On top of that I was hoping to get classes through them to learn French which leaves me very little time to get to A1 level.


----------



## Bevdeforges

How long it takes for OFII to contact you varies greatly by departement. It seems to depend on the time of the year (e.g. July and August tend to be very "dead" months for all government offices), the backlog they are working on and a whole host of other stuff. In the meantime, you probably ought to be working a bit on your French - even just by watching TV, listening to the radio and maybe getting yourself a book or workbooks or using some of the resources available online. Once you hear from the OFII, you can ask them how it's going to work for the French classes, given that your processing has been delayed as it has been. (The OFII is probably one of the more "user friendly" agencies you'll encounter here in France.)

A1 is very basic and if you search online you'll find that there are lots of sites to help you get started - usually for free. But chances are that OFII has some sort of accommodation for those whose paperwork has been delayed.


----------



## mbsfrance

I just got my appointment after arriving 3 months ago...the appointment is in Bordeaux


----------



## Nunthewiser

mbsfrance said:


> I just got my appointment after arriving 3 months ago...the appointment is in Bordeaux


Did they contact you by regular mail or email? We might be moving around at first, trying to find a permanent apartment.


----------



## mbsfrance

both...email came first and letter in the mail a week later


----------



## bhamham

I only received my OFII appt by mail, no email. That was for Rennes.


----------



## rabbit465

bhamham said:


> I only received my OFII appt by mail, no email. That was for Rennes.


I'm close to Nantes. I would think Ofii in Rennes would be busier. Surprised to hear that its such a wait for me while so many here are getting their appointments within three months.


----------



## bhamham

rabbit465 said:


> I'm close to Nantes. I would think Ofii in Rennes would be busier. Surprised to hear that its such a wait for me while so many here are getting their appointments within three months.


Yes, I'm sure it's prefecture dependent and on what type of visa you have. I'm on a VLS-TS so it may be treated differently than a spousal visa? Hang in there.


----------



## rabbit465

bhamham said:


> Yes, I'm sure it's prefecture dependent and on what type of visa you have. I'm on a VLS-TS so it may be treated differently than a spousal visa? Hang in there.

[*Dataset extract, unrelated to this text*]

PR #1720, opened 2023-09-19
Re-enable CTEST_DROP_* information for older CTests

### LINKED ISSUE #1714: generateCtestConfig.php doesn't generate CTestConfig.cmake file properly in v3.2.0-rc1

Im on the same visa VLS-TS for a year.


----------



## KatChat

rabbit465 said:


> Im on the same visa VLS-TS for a year.


Hi, I am on the VLS-TS visa, arrived in May, still no word from OFII in Nantes. Were you able to contact someone to get the info about an 8 month wait? (How?) We haven’t been traveling as we felt we needed to be ready for when OFII contacts us. Thank you for any additional info. The waiting is nerve-wracking!


----------



## Bevdeforges

There are several types of long stay visa that are considered VLS-TS - from a "visiteur" visa to a "vie privée et familiale." 

Anyhow, the OFII website has contact information: Where to find us? - Ofii


----------



## KatChat

Bevdeforges said:


> There are several types of long stay visa that are considered VLS-TS - from a "visiteur" visa to a "vie privée et familiale."
> 
> Anyhow, the OFII website has contact information: Where to find us? - Ofii


Thank you for your reply. I know how to contact OFII, but I was wondering how the original poster was able to contact them and actually get a reply. Also their information was specific to Nantes, and that is the office I am waiting on. I am wondering if the eight month wait time is for everyone dealing with Nantes.


----------



## rabbit465

KatChat said:


> Thank you for your reply. I know how to contact OFII, but I was wondering how the original poster was able to contact them and actually get a reply. Also their information was specific to Nantes, and that is the office I am waiting on. I am wondering if the eight month wait time is for everyone dealing with Nantes.


Hi Kat,
I emailed them via this email which I dug up online. nantes @ ofii.fr
Assuming you can change the city for other parts of France.
I don't know if it's my luck or if it's Nantes. They didn't say why. They just replied back to me via email saying it will be around 8 months. 

Update!
I just got my appointment this late Nov. It arrived via email and letter. Overall it took nine months. I got my letter/email when I was out of the country for thanksgiving and they mailed it out three weeks before the appointment.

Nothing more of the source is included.